- [Task goal]:
In the records below, count each line where the word "think" appears, and reply with that number only.

- [Exercise material]:
+===+

Issue #936, opened 2023-12-17
Earth-OSM latest version(0.2.0) not compatible


GbotemiB:
## Checklist

- [x] I am using the current [`main`](https://github.com/pypsa-meets-earth/pypsa-earth/tree/main) branch or the latest [release](https://github.com/pypsa-meets-earth/pypsa-earth/releases). Please indicate.
- [x] I am running on an up-to-date [`pypsa-earth` environment](https://github.com/pypsa-meets-earth/pypsa-earth/blob/main/envs/environment.yaml). Update via `conda env update -f envs/environment.yaml`.

## Describe the Bug

The current update with earth-osm v0.1.0 is not compatible with the current pypsa-earth installation

This image is from the download_osm_script https://github.com/pypsa-meets-earth/pypsa-earth/blob/main/scripts/download_osm_data.py#L109-L119
![image](https://github.com/pypsa-meets-earth/pypsa-earth/assets/48842684/a318300e-9096-4add-a57f-a1620bf4d60c)

This image is from earth-osm repo https://github.com/pypsa-meets-earth/earth-osm/blob/main/earth_osm/eo.py#L88-L109
![image](https://github.com/pypsa-meets-earth/pypsa-earth/assets/48842684/2ba440bf-d97f-4df4-a6a8-99a69ebbb3be)

## Error Message
Terminal output
```bash
ERROR:_helpers:An error happened in module '/Users/gbotemi/Documents/code/PYPSA/mc/pypsa-earth/scripts/download_osm_data.py', function '<module>': get_osm_data() got an unexpected keyword argument 'region_list'
Traceback (most recent call last):
  File "/Users/gbotemi/Documents/code/PYPSA/mc/pypsa-earth/.snakemake/scripts/tmprd57evk9.download_osm_data.py", line 113, in <module>
    eo.get_osm_data(
TypeError: get_osm_data() got an unexpected keyword argument 'region_list'
```

ekatef:
Hello @GbotemiB and thanks a lot for reporting!
I can reproduce this issue. Currently testing a fix for it.

ekatef:
Testing with down-graded earth-osm version (`earth-osm=0.1.0`) resolves the issue with OSM loading but leads to a new one in `simplify_network`: `ValueError(
ValueError: unable to infer dtype on variable 'buses_generator'; object array contains mixed native types: str_, str`. I fear it may be connected with `xarray` versions...

@GbotemiB have you found a way to resolve the environment issues?

[...]

PR #954, opened 2024-01-04
Fix for earth-osm V0.2.0

GbotemiB:
# Closes # (if applicable).

The changes in this PR address the incompatibility issues of earth-osm 0.2.0 in pypsa-earth framework.

Code changes were made to download_osm_data.py and clean_osm_data.py.

In `download_osm_data.py`, the files are downloaded with different names depending on the country being selected. I restructured the last part of the code to rename the file and move them to the resource folder.

In `clean_osm_data.py`, substations geopandas dataframe have a geometry column which is in polygons and points. I added a centroid method to find the centroid and replace it with the polygons.
You can also read about a follow-up conversation here #936 

## Checklist

### DIFF
--- a/scripts/download_osm_data.py
+++ b/scripts/download_osm_data.py
@@ -126,7 +126,7 @@ if __name__ == "__main__":
     # If the file is empty, it is not created
     # This is a workaround to create empty files for the workflow
 
-    # Rename and move osm files to the resources folder
+    # Rename and move osm files to the resources folder output
     for file in new_files:
         for name in names:
             for f in format:
--- a/scripts/download_osm_data.py
+++ b/scripts/download_osm_data.py
@@ -113,6 +113,7 @@ if __name__ == "__main__":
         update=False,
         mp=True,
         data_dir=store_path_data,
+        out_dir=store_path_data,
         out_format=["csv", "geojson"],
         out_aggregate=True,
     )
--- a/scripts/download_osm_data.py
+++ b/scripts/download_osm_data.py
@@ -113,12 +113,12 @@ if __name__ == "__main__":
         update=False,
         mp=True,
         data_dir=store_path_data,
-        out_dir=store_path_data,
+        out_dir=store_path_resources,
         out_format=["csv", "geojson"],
         out_aggregate=True,
     )
 
-    out_path = Path.joinpath(store_path_data, "out")
+    out_path = Path.joinpath(store_path_resources, "out")
     names = ["generator", "cable", "line", "substation"]
     format = ["csv", "geojson"]
     new_files = os.listdir(out_path)  # list downloaded osm files
--- a/scripts/download_osm_data.py
+++ b/scripts/download_osm_data.py
@@ -106,7 +106,7 @@ if __name__ == "__main__":
     store_path_data = Path.joinpath(Path().cwd(), "data", "osm")
     country_list = country_list_to_geofk(snakemake.params.countries)
 
-    eo.get_osm_data(
+    eo.save_osm_data(
         primary_name="power",
         region_list=country_list,
         feature_list=["substation", "line", "cable", "generator"],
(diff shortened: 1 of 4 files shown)


davide-f:
@GbotemiB FYI earth-osm has pushed some updates, though not yet with a new version.
It may be good to test :D
That can be tested by installing the package using pip and main or just waiting for the new release.

GbotemiB:
Hi @davide-f, I have tested the latest version of earth-osm with the changes in my PR. Everything seems to be working perfectly. We just have to wait for the next release.

davide-f:
That's great news @GbotemiB and @mnm-matin !!! :D
As the new release is available and the CI passes, we can merge this :) That's really amazing!

davide-f:
@GbotemiB the new earth-osm version is out :D Many thanks @mnm-matin !!!!
I'm rerunning the CI to see if it passes.
It would be great @GbotemiB to incorporate the constraint "earth-osm>=0.2.1" as this PR won't be backcompatible

GbotemiB:
> @GbotemiB the new earth-osm version is out :D Many thanks @mnm-matin !!!! I'm rerunning the CI to see if it passes. It would be great @GbotemiB to incorporate the constraint "earth-osm>=0.2.1" as this PR won't be backcompatible

Absolutely. The version will be `earth-osm>=2.1` which is the latest version.

GbotemiB:
Hi @davide-f All checks for CI are successful.

davide-f:
That's great and super promising!!!!
As a question: would you be interested in testing download osm data for the entire africa for example?
As this is a major change it would be nice to check the functionality for a large region, also Europe may work (given the notebook we have)

GbotemiB:
@davide-f That will be great. So I will be testing for Africa and Europe, right?

davide-f:
> @davide-f That will be great. So I will be testing for Africa and Europe, right?

Both is a lot, just one should be fine :)

GbotemiB:
Testing download_osm_data for Africa is a success. I was able to download successfully.

davide-f:
Super @GbotemiB !!!
Can you add a release note under minor fix? Then we can merge the PR :)

scripts/download_osm_data.py
```diff
@@ -106,36 +106,36 @@ def convert_iso_to_geofk(
...
 
-    eo.get_osm_data(
+    eo.save_osm_data(
         primary_name="power",
         region_list=country_list,
         feature_list=["substation", "line", "cable", "generator"],
         update=False,
         mp=True,
         data_dir=store_path_data,
+        out_dir=store_path_data,
```
davide-f: Sorry @GbotemiB 
I've just seen that out_dir and data_dir are the same.
out_dir should be the store_path_resources.
Could you revise that? by doing so the download_osm_data part is really up-to-date&state-of-the-art

GbotemiB: Actually @davide-f, 
I think it is that way because of the structure from earth-osm https://github.com/pypsa-meets-earth/earth-osm/blob/main/earth_osm/eo.py#L128-L138

davide-f: > Actually @davide-f, I think it is that way because of the structure from earth-osm https://github.com/pypsa-meets-earth/earth-osm/blob/main/earth_osm/eo.py#L128-L138

The default is out_dir=data_dir, but there are benefits in using different values:
The idea is to disentangle where the raw files are saved (data_dir) from where the output files are saved (out_dir).
If we use out_dir=data_dir download_osm_data cannot operate in parallel for different countries, which is performance-wise terrible.
Enabling to distinguish the 2 folders can in principle allow that, as the output folder can be in the form "resources/{scenario_name}/..."

GbotemiB: I don't quite understand.

There may be a mix-up.  The data_dir is the location for the pbf files, while the out_dir handles the files relating to cable, generators, lines, and substations.

davide-f: > I don't quite understand.
> 
> There may be a mix-up.  The data_dir is the location for the pbf files, while the out_dir handles the files relating to cable, generators, lines, and substations.

Yeah, that's exactly the point.
They don't need to be the same folder. The pbfs can be in one folder and results in another one.

The paralleling problem I mentioned is the following:
Let's assume we use the scenario management for NG and KE and run the current download_osm_data in parallel.

Earth_osm can download the 2pbfs in parallel and store it in data_dir.
However, I'd out_dir is the same as data_dir, the 2 instances will try to write on the same temporary files in data_dir.

Instead, if we use a different out_dir different than out_dir (the res dir), this problem doesn't occur

GbotemiB: Oh I see. I think it is clear now.

GbotemiB: With the suggestion you gave, this is what the folder structure looks like
`out_dir=store_path_resources`
`data_dir=store_path_data`

```bash
resources
└── SD_BJ
    └── osm
        └── raw
            └── out
                ├── BJ_SD_generator.csv
                ├── BJ_SD_generator.geojson
                ├── BJ_SD_line.csv
                ├── BJ_SD_line.geojson
                ├── BJ_SD_substation.csv
                └── BJ_SD_substation.geojson
```

```bash
data/osm
├── pbf
│   ├── benin-latest.osm.pbf
│   ├── benin-latest.osm.pbf.md5
│   ├── sudan-latest.osm.pbf
│   └── sudan-latest.osm.pbf.md5
└── power
    ├── BJ_power.json
    └── SD_power.json
```

davide-f: Sounds good :)
As a comment, the "SD_BJ" folder, applies only if the user specify a scenario name.
I don't see any changes yet though

GbotemiB: Yeah. You are right.

But there are changes from the way it used to work. Before, the `out` folder in the `resources` tree used to be under the `data/osm` tree. But now the case is different.

davide-f: The out folder may be placed into resources/osm/raw/out and then results are moved 1 folder backwards.
If that simplifies, we can keep it that way.
Alternatively, we can place it directly into resources/osm/raw (no out folder); this may be cleaner but may requires some checks with shutil.move to avoid issues if the source and destination paths match.

GbotemiB: I have made some adjustment to the script as you suggested. The results are now moved 1 folder backwards.

davide-f: Fantastic!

+===+

- [Completed exercise]:
3